Its about that time to upgrade the daughters PC that is well past long in the tooth. She currently has a Athlon 860K build in a HTPC case with a 430W PSU. Her new PC will consist of a i7-6700K, MSI Z170A SLI Plus,  8GB DDR4, and a DIY PC case that I will do some custom vinyl on.















Now I do have a question, Will the 430W PSU suffice ?


----------



## cvaldes (Sep 20, 2021)

Generally speaking the graphics card is the biggest power draw. GPU manufacturers usually have a PSU recommendation (normally in the specs).

Check the website for your daughter's GPU card (something you didn't bother to mention) for an authoritative answer.

Also we have no idea whether or not you plan to upgrade her GPU in the future (another thing you didn't bother to mention). A PSU upgrade might be in order if you plan on installing a more power hungry graphics card in the future.

Best of luck.


----------



## yotano211 (Sep 20, 2021)

If you are going to use the intel gpu on the processor, 430w is enough, since you didnt list any gpu.


----------



## Durvelle27 (Sep 20, 2021)

cvaldes said:


> Generally speaking the graphics card is the biggest power draw. GPU manufacturers usually have a PSU recommendation (normally in the specs).
> 
> Check the website for your daughter's GPU card (something you didn't bother to mention) for an authoritative answer.
> 
> ...


I do plan to add a new GPU but for now it will be IGP


----------



## yotano211 (Sep 20, 2021)

Durvelle27 said:


> I do plan to add a new GPU but for now it will be IGP


Its more than enough, my cousin runs a 3060 with 400w, she had a 1070 with the same power supply.


----------



## Durvelle27 (Sep 20, 2021)

yotano211 said:


> Its more than enough, my cousin runs a 3060 with 400w, she had a 1070 with the same power supply.


This is her power supply






						Antec Basiq 430 Watt Power Supply BP430
					

Antec calls this power supply the Basiq BP430, but we do not see a whole lot basic about it. With ATX12V version 2.2 compliance, dual 12 volt rails, and the latest connectors like sata and pci express, this pretty far from basic. Enjoy the physical on-off switch, quiet operation, and the...




					www.atxpowersupplies.com


----------



## yotano211 (Sep 20, 2021)

Durvelle27 said:


> This is her power supply
> 
> 
> 
> ...


No, I think her power supply is a evga model, I dont remember what model, I do remember its bronze rated. Her computer's processor is a ryzen 2600 non "x".


----------



## Durvelle27 (Sep 20, 2021)

yotano211 said:


> No, I think her power supply is a evga model, I dont remember what model, I do remember its bronze rated. Her computer's processor is a ryzen 2600 non "x".

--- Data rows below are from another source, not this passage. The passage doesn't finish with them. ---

PR #3848, opened 2025-08-01
LF-4910 Better naming convention to distinguish notifications

kathyavini:
**Description**

This PR adds location and start date into the title and body of Irrigation Prescription notifications. Notifications already have a property `variables` for values meant to be interpolated into the translation strings, so I used that.

Notes:
- The location name is fetched on the backend, which means it is stored on the notification record, and won't update if the location is subsequently edited. In other words, the notification title will refer to the name of the location at the time the notification was created. I couldn't decide if this was preferable UX to the location name updating, but since it matches how task assignee names are handled, I left it be
- I did not bother thinking up a solution for the existing notifications (which are only on local and beta, so not relevant to prod). Therefore, those will look as follows:

Screenshot 2025-07-31 at 6 26 55 PM

- CrowdIn will have to be updated, although if a language is not updated, the current notification strings will be shown in other languages, which is more or less fine. There is also one language (Punjabi) where I recommend using the current string anyway because the `Date.IntlDateTimeFormat` is busted in Punjabi. I will leave a comment in CrowdIn.
- Because this is a pre-release PR, I wouldn't normally have done any refactoring of the inline styles to SCSS, but `<PureNotificationCard />` was a _really_ egregious example of inline styling (so much inline styling!!) which made it hard to work with. So I did refactor to an SCSS module. If it helps for reading, the functional changes are only here: [styles](https://github.com/LiteFarmOrg/LiteFarm/commit/710d480f7248e0bf696e217beb2d7547b01ed2b9) and [component](https://github.com/LiteFarmOrg/LiteFarm/commit/f6f194052045f4e3cc6d55da7b2a613be5dacaa9)

Jira link: https://lite-farm.atlassian.net/browse/LF-4910

**Type of change**

**How Has This Been Tested?**

- [ ] Passes test case
- [ ] Other (please explain)

Tested by manually clearing today's notifications from db, and re-generating.

**Checklist:**

### DIFF
--- a/packages/api/src/models/locationModel.js
+++ b/packages/api/src/models/locationModel.js
@@ -315,17 +315,17 @@ class Location extends baseModel {
   }
 
   /**
-   * Return the name of a location by its id, with an empty‐string fallback.
-   *
-   * @param {string} location_id - The id of the location to look up.
-   * @param {Knex.Transaction} [trx] - Optional transaction object.
+   * Retrieves the name of a location by its id
+   * @param {string} location_id - The id of the location to look up
+   * @param {Knex.Transaction} [trx] - Optional transaction object
    * @static
    * @async
-   * @returns {Promise<{ name: string }>}
+   * @returns {Promise<string|null>}
+   *   Resolves to the location name if found, otherwise null
    */
   static async getLocationNameById(location_id, trx) {
-    const location = await Location.query(trx).findById(location_id).select('name').first();
-    return location || { name: '' };
+    const location = await Location.query(trx).findById(location_id).select('name');
+    return location?.name ?? null;
   }
 }
 
--- a/packages/api/src/controllers/timeNotificationController.js
+++ b/packages/api/src/controllers/timeNotificationController.js
@@ -257,7 +257,7 @@ async function sendDailyNewIrrigationPrescriptionNotification(
   }
   const todayStr = today.toISOString().split('T')[0];
 
-  const { name: locationName } = await LocationModel.getLocationNameById(location_id);
+  const locationName = await LocationModel.getLocationNameById(location_id);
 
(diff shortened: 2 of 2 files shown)


packages/api/src/models/locationModel.js
```diff
@@ -313,6 +313,20 @@ class Location extends baseModel {
...
+   *
+   * @param {string} location_id - The id of the location to look up.
+   * @param {Knex.Transaction} [trx] - Optional transaction object.
+   * @static
+   * @async
+   * @returns {Promise<{ name: string }>}
+   */
+  static async getLocationNameById(location_id, trx) {
+    const location = await Location.query(trx).findById(location_id).select('name').first();
+    return location || { name: '' };
```
SayakaOno: It seems like `first` is unnecessary since `findById` _"finds a single item by id"_ ([doc](https://vincit.github.io/objection.js/api/query-builder/find-methods.html#findbyid))

I'm just curious, is returning an object the usual pattern?

kathyavini: Thank you!! I thought that was a `.where()` clause still -- I wrote it two ways and it ended up a gross hybrid 🤮

As for the default object, I was try to be lazy about having to destructure it safely in the controller. But it's weird, isn't it? I'll return it normally!

Edit: or, maybe return just the string? I think I prefer that.

SayakaOno: Sorry, yes! Returning the string seemed simpler to me!

kathyavini:
> I noticed that the back button on the IP doesn’t work the first time when landing from the notification

@SayakaOno Uh oh, I see that too! And also weird back button behaviour for the notifications that lead to `unknown_record`

SayakaOno (approved):

PR #3857, opened 2025-08-11
LF-4812: Show button to re-trigger completion in read only task view

SayakaOno:
**Description**

Add `RevisionPrompt` component and show it in task read-only view when the task has been completed and the user can complete the task.

Jira link: https://lite-farm.atlassian.net/browse/LF-4812

**Type of change**

**How Has This Been Tested?**

- [ ] Passes test case
- [ ] Other (please explain)

**Checklist:**

### DIFF
--- a/packages/webapp/public/locales/en/translation.json
+++ b/packages/webapp/public/locales/en/translation.json
@@ -1707,6 +1707,7 @@
     }
   },
   "REVISION_PROMPT": {
+    "FIX_IT_NOW": "Fix it now",
     "NOTICED_SOMETHING_OFF": "Noticed something off?",
     "UPDATE_THIS_TASK": "You can revisit and update the info you submitted for this task."
   },
--- a/packages/webapp/public/locales/en/translation.json
+++ b/packages/webapp/public/locales/en/translation.json
@@ -1706,6 +1706,10 @@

No I was stating that is the PSU we have


----------



## Toothless (Sep 20, 2021)

I'd do with a better PSU, and only 8GB? My cat has more memory! I'm joking


----------



## Ravenas (Sep 20, 2021)

Your largest power draw is the 6700K, at 91W. You have nothing to worry about.


----------



## yotano211 (Sep 20, 2021)

Durvelle27 said:


> No I was stating that is the PSU we have


ohhhh, i looked closer at the message. I see my mistake.


----------



## Muaadib (Sep 20, 2021)

PSU is fine for iGPU usage. However, you might want to upgrade it when you get a dGPU, depending on what you get.


----------



## yotano211 (Sep 20, 2021)

Does your daughter's desktop already have the power supply installed? 
Maybe look at a better psu when you're ready to upgrade the next parts in the upgrade process.


----------



## docnorth (Sep 20, 2021)

If you trust your PSU, you still have headroom for a power efficient GPU up to 1650 super (and another 8gb RAM module, if I may suggest).


----------



## Durvelle27 (Sep 21, 2021)

Toothless said:


> I'd do with a better PSU, and only 8GB? My cat has more memory! I'm joking


I don't think she needs more than 8GB



yotano211 said:


> Does your daughter's desktop already have the power supply installed?
> Maybe look at a better psu when you're ready to upgrade the next parts in the upgrade process.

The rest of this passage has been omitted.